▶ **TASK ITEM**:
Where does the word "gaochun" occur in the entries below? Copy every line that has it.

▶ **Stored data**:
▼▼▼

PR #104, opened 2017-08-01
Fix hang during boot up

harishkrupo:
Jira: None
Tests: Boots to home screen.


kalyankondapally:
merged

▲▲▲
▼▼▼

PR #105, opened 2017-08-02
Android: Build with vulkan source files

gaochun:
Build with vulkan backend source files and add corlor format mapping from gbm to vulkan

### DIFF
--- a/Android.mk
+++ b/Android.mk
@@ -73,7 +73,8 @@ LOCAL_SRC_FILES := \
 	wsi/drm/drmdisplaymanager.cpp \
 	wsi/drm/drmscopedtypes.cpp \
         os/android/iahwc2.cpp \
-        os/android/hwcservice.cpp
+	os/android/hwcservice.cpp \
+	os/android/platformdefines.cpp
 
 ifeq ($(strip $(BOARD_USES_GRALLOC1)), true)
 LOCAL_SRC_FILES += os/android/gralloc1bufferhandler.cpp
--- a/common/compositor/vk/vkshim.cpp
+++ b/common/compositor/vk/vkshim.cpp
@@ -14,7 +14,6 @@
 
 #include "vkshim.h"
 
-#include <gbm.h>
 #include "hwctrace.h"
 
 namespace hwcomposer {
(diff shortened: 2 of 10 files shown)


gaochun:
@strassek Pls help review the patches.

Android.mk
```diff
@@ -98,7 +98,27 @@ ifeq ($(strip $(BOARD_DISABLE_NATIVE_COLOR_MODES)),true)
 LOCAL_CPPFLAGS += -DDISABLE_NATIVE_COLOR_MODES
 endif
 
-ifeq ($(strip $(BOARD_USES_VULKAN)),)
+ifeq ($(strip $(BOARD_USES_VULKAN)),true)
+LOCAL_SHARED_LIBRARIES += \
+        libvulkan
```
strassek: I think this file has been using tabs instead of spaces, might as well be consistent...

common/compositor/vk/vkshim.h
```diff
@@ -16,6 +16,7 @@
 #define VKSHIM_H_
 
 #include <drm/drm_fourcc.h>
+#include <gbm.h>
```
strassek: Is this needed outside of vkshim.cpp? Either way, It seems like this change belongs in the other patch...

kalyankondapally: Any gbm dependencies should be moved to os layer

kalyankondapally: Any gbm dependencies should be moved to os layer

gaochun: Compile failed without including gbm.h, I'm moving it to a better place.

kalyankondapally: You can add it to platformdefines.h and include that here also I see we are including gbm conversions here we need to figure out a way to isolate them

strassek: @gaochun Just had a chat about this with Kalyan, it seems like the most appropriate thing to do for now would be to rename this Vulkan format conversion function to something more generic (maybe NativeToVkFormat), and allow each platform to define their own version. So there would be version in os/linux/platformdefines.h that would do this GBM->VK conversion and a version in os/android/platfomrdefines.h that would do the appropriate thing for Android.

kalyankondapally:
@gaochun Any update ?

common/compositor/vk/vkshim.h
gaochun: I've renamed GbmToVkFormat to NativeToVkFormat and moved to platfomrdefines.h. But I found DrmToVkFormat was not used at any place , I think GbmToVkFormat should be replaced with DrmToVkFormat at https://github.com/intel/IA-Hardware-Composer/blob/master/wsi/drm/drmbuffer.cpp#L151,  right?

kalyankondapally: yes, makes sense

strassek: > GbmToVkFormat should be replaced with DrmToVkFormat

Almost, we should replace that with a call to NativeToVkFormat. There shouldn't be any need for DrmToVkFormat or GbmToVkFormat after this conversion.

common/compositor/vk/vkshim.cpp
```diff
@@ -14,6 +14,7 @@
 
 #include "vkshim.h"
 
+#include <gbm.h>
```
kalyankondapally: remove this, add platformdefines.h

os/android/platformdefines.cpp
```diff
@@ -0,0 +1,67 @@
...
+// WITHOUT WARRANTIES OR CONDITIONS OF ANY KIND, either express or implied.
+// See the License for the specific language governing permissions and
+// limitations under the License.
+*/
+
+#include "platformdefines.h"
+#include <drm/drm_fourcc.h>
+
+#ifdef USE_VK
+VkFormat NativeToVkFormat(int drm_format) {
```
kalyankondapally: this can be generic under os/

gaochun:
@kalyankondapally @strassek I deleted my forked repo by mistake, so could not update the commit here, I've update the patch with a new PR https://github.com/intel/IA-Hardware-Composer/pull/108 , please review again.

▲▲▲

▶ **OUTPUT**:
gaochun:
gaochun:
gaochun: Compile failed without including gbm.h, I'm moving it to a better place.
strassek: @gaochun Just had a chat about this with Kalyan, it seems like the most appropriate thing to do for now would be to rename this Vulkan format conversion function to something more generic (maybe NativeToVkFormat), and allow each platform to define their own version. So there would be version in os/linux/platformdefines.h that would do this GBM->VK conversion and a version in os/android/platfomrdefines.h that would do the appropriate thing for Android.
@gaochun Any update ?
gaochun: I've renamed GbmToVkFormat to NativeToVkFormat and moved to platfomrdefines.h. But I found DrmToVkFormat was not used at any place , I think GbmToVkFormat should be replaced with DrmToVkFormat at https://github.com/intel/IA-Hardware-Composer/blob/master/wsi/drm/drmbuffer.cpp#L151,  right?
gaochun:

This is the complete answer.